Link to a third-party device management service in Apple Business Manager
In Apple Business Manager you need to link to at least one third-party device management service before you can begin assigning devices to it.
Before you link to a third-party device management service, review the certificate, security, and naming information below:
Security: Every third-party device management service you create needs to be known to Apple and requires secure authorization using a two-step verification process. The verification process involves creating and installing a device management service token on your device management service. The certificate encrypts the token. For information about how to transfer the token, see your device management service’s documentation.
Names: When you name each third-party device management service, you don’t need to use the fully qualified domain name. For example, you can choose a name based on a specific building, location, room, or job function (but you can’t use the same name for multiple services). You also can’t name your services “Unassigned” or “Reassigned.”
Certificates: Before you add a third-party device management service, get the public key certificate file (ending in .pem or .der) from your device management service developer for each service you want to add. See your device management service’s documentation for information about getting the service’s public key certificate.

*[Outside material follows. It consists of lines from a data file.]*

PR #1121, opened 2022-01-04
libhns: Fix the calculation of QP/SRQ table size

Wenpeng-Liang:
The table_size means the maximum number of QP/SRQ. This value may not be
a power of two. The old algorithm will lead to a result that allocates a
mismathed table.

Fixes: 887b78c ("libhns: Add initial main frame")
Fixes: 9e3df75 ("libhns: Support ibv_create_srq_ex")
Signed-off-by: Wenpeng Liang <liangwenpeng@huawei.com>

### DIFF
--- a/providers/hns/hns_roce_u.c
+++ b/providers/hns/hns_roce_u.c
@@ -92,6 +92,13 @@ static const struct verbs_context_ops hns_common_ops = {
 	.get_srq_num = hns_roce_u_get_srq_num,
 };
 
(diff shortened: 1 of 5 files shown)


rleon:
Please spell check the commit message.
----------------------------
The 'table_size' response from the kernel means the QP/SRQ max number. This value may not be a power of two and will lead the user to allocate a mismatched table.

rleon:
I fixed typo in commit message: "mismathed -> mismatched" and pushed manually.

A user with the proper privileges needs to replace the active token on a third-party device management service in these situations:
When creating a new public key or generating a new token
When the user who downloaded the token changes their Managed Apple Account password
As a security measure, when the user who downloaded the original token leaves your organization
Important: Third-party service tokens expire after 1 year and require replacement. Depending on the device management service, you may or may not get a warning that a token is going to expire. Well before a token is about to expire, sign in to Apple Business Manager, generate and download a new token for the device management service, and transfer that token to the service for immediate installation. See your device management service’s documentation for information about how to transfer the token.
Link to a third-party device management service
In Apple Business Manager
, sign in with a user who has the role of Administrator or Device Enrollment Manager.Select your name at the bottom of the sidebar, select Preferences
, then select Device Management Service Assignment 
.Select the Add button
, then enter a unique name for the service.If you don’t want this device management service to have the ability to release devices, see Release devices.
Upload the public key certificate file, then select Save.
Select the Download button
, then select Download Device Management Service Token.Next, upload the token to a specific service. Consult your device management service’s documentation to complete this step.
Repeat steps 3 through 6 for any other device management services you want to link to.